The burning of the 3rd precinct was •not• an inside job. That was an extreme expression of very legitimate grievance by people who’d long been the target of police violence.

I don’t think those same people were saying “fuck Nuevo Rodeo, fuck Gandhi Mahal.” Same uprising, but not the same people with the same motivations. In particular…

@ian @nini @echanda
…if you look at who was targeted, there were surely white supremacists targeting minority-owned/associated buildings under cover of chaos, and sure, some of them could have been plainclothes police. And I know there were drunk idiots who don’t give a damn about the people, and just thought setting things on fire would be funny.

None of that undermines Ian’s point re burning of the 3rd precinct being a sincere expression of grievance by the aggrieved.

@inthehands Yeah that was the eye-opening piece from that story. What transpired between those two while working security there? And did that color Chauvin's actions later?

@inthehands Literally just said "jesus fuckity FUCK!" out loud upon reading that.

@inthehands

I had to laugh at the line "ripe for corruption" because what about this isn't filthy with corruption?

@inthehands Could the RICO act be taken against the police?

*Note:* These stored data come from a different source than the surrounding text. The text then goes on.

PR #5475, opened 2018-11-29
Added switch component.

bdpiparva:
### Off state

screen shot 2018-11-29 at 2 22 08 pm

### On state

screen shot 2018-11-29 at 2 22 16 pm


server/webapp/WEB-INF/rails/webpack/views/components/spinner/index.tsx
```diff
@@ -1,4 +1,4 @@
-/*
+  /*
```
GaneshSPatil: whitespace change?

server/webapp/WEB-INF/rails/webpack/views/components/switch/index.tsx
```diff
@@ -0,0 +1,65 @@
...
+import {MithrilComponent} from "jsx/mithril-component";
+import {Stream} from "mithril/stream";
+
+import {bind} from "classnames/bind";
+import * as styles from "./index.scss";
+
+const uuid4      = require("uuid/v4");
+const classnames = bind(styles);
+
+export interface Attrs {
```
ketan: Can we use (or extend) the `LabelAttrs` interface as in `input_fields.tsx`? If it works for checkboxes, it should work for switches too.

server/webapp/WEB-INF/rails/webpack/views/components/switch/index.tsx
```diff
@@ -0,0 +1,65 @@
...
+        {label}
+        <input id={switchId} type="checkbox"
+               {...vnode.attrs}
+               checked={vnode.attrs.field()}
+               onclick={vnode.state.onclick.bind(this)}
+               className={styles.switchInput}
+               data-test-id="switch-checkbox"/>
+        <label for={switchId} className={styles.switchPaddle} data-test-id="switch-paddle"/>
+      </div>);
+  }
```
ketan: From what I can see, this is the same as the existing checkbox widget, with a different classname. Why redo the entire component?

server/webapp/WEB-INF/rails/webpack/views/components/switch/index.tsx
bdpiparva: Sure.

server/webapp/WEB-INF/rails/webpack/views/components/switch/index.tsx
bdpiparva: Mostly, this has differrent style then the checkbox component. We are using the switch in data sharing SPA as well(to keep ui consistent with it.)

bdpiparva: @ketan - I am seeing following problems with using `checkbox` component from `input_fields.tsx` -

1. The `id` attribute is not exposed in checkbox component, In switch component we need the reference of id to provide `labelFor`
2. Exposing classname will cause the inconsistance in UI as there is a way to modify the style

Not changing anything in the PR. any concerns?

server/webapp/WEB-INF/rails/webpack/views/components/forms/forms.scss
```diff
@@ -158,3 +158,90 @@ input[type="checkbox"].form-control { //sass-lint:disable-line no-qualifying-ele
...
+$switch-large-paddle-size: 1.5rem;
+$switch-large-space-between: 0.25rem;
+$switch-large-translate-x: 2rem;
+$switch-large-width: 4rem;
+$switch-large-height: 2rem;
+$switch-small-width: 2rem;
+$switch-small-height: 1rem;
+$switch-small-paddle-size: 0.75rem;
+$switch-small-space-between: 0.1255rem;
+$switch-small-translate-x: 1rem;
```
ketan: Move this to top of the file.

server/webapp/WEB-INF/rails/webpack/views/components/forms/forms.scss
```diff
@@ -158,3 +158,90 @@ input[type="checkbox"].form-control { //sass-lint:disable-line no-qualifying-ele
...
+  height:             $switch-large-height;
+  cursor:             pointer;
+  display:            flex;
+  border-radius:      35px;
+  background-color:   $switch-off-color;
+  -webkit-transition: 0.4s;
+  transition:         0.4s;
+}
+
+.switch-paddle:after {
```
ketan: Move this to inside the `.switch-paddle` class above?

server/webapp/WEB-INF/rails/webpack/views/components/forms/forms.scss
```diff
@@ -158,3 +158,90 @@ input[type="checkbox"].form-control { //sass-lint:disable-line no-qualifying-ele
...
+  align-self:         center;
+  width:              $switch-large-width;
+  height:             $switch-large-height;
+  cursor:             pointer;
+  display:            flex;
+  border-radius:      35px;
+  background-color:   $switch-off-color;
+  -webkit-transition: 0.4s;
+  transition:         0.4s;
+}
```
ketan: Can be written as (I think)

```scss
.switch-paddle {
  ...
  &:after {
    ...
  }
  input:checked ~ &:after {
    ...
  }
}

```

server/webapp/WEB-INF/rails/webpack/views/components/forms/forms.scss
```diff
@@ -158,3 +158,90 @@ input[type="checkbox"].form-control { //sass-lint:disable-line no-qualifying-ele
...
+
+input:checked ~ .switch-paddle {
+  background: $switch-on-color;
+}
+
+.switch-small {
+  .switch-paddle {
+    width:  $switch-small-width;
+    height: $switch-small-height;
+  }
```
ketan: See comment above.

PR #5493, opened 2018-12-04
Show "unsupported browser" banner in the footer when using IE.

ketan:
z5f74d1f631cf855e5f1


ketan:
Currently tests only IE. I've skipped testing for a bunch of other browsers (opera, baidu, samsung, ...) But if we feel we need to change this implementation, it should be straightforward to change.

PR #5495, opened 2018-12-04
Drain mode info api (#5190)

GaneshSPatil:
* Create a drain mode info API to provide information about:
	- Running MDUs
	- is Server completely drained


GaneshSPatil:
@bdpiparva -- the PR build is green. Here: https://build.gocd.org/go/pipelines/value_stream_map/trigger/3905. Merging it.

PR #5496, opened 2018-12-04
Ui fixes

naveenbhaskar:


server/webapp/WEB-INF/rails/webpack/views/components/header_icon/index.scss
```diff
@@ -33,8 +35,11 @@ $collapse-icon-size: 30px;
 }
 
 .unknown-icon {
-  @include icon-before($type: $fa-var-question, $color: $icon-light-color, $margin: 5px, $size: 30px);
+  @include icon-before($type: $fa-var-question, $color: $icon-light-color, $size: 25px);
```
ketan: I think it's possible to pass `$margin:0` and remove the lines below.

Issue #5464, opened 2018-11-28
UI Issues for 18.12


akshaydewan:
This issue to track all the UI issues that need be fixed for the 18.12 release, so that we can prioritize things easily, and so that it's easier for @naveenbhaskar to keep track.

- [x] Config Repo forms layout needs to be fixed
- [x] Size of modals needs to be tweaked (there is too much white space either at the bottom or right side)
- [x] Add Data Sharing to the new Menu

That would be insane.

@das_menschy
My armchair legal ignoramus understanding of RICO law is that it’s surprisingly narrow and complex, and if you think it’s RICO, it’s almost never actually RICO.

But…the bigger picture here is if what they weren’t doing was legal (or de facto legal because un-prosecutable), then the law is seriously screwed up and needs to change.

@das_menschy @inthehands

That'd be the day.

And it'll never happen. Honestly any real justice case on these issues would end up unraveling DC, Wall Street, the courts themselves-- the whole power structure is rotten.

@inthehands What do you expect, it's Minneapolis

@inthehands

It has often seemed to me that the only difference between the cops and criminals is that the state pays the cops.

@ThusSpakeMe
True. To be fair, it pays a lot of the other criminals too.

@inthehands cities should have heavily armed volunteer counter policing militias

@inthehands @lisamelton
The city should be required to repay the businesses -cash- for all they paid to these off-duty cops. No documentation needed by the businesses, just “I paid this much” and here is your truckload of cash.

Maddening.

@bubbajet @lisamelton
Take that money out of the officers’ pockets and I’m in.

@inthehands
That would be my first choice, but it’s probably already spent.

@bubbajet
Hey, we’re clearly fantasizing here, so let’s go all in.

(But in seriousness: I don’t want police to be even more of a vortex that siphons off money from city services that are actually positive things.)

@inthehands

My grandfather worked for a small engineering shop in Montreal. The cops came by and asked for a donation to their charitable organization, he declined.

Any car that parked in front of their office started getting a parking ticket.

They paid up and it stopped.

Those are gendarmes, not cops, but same.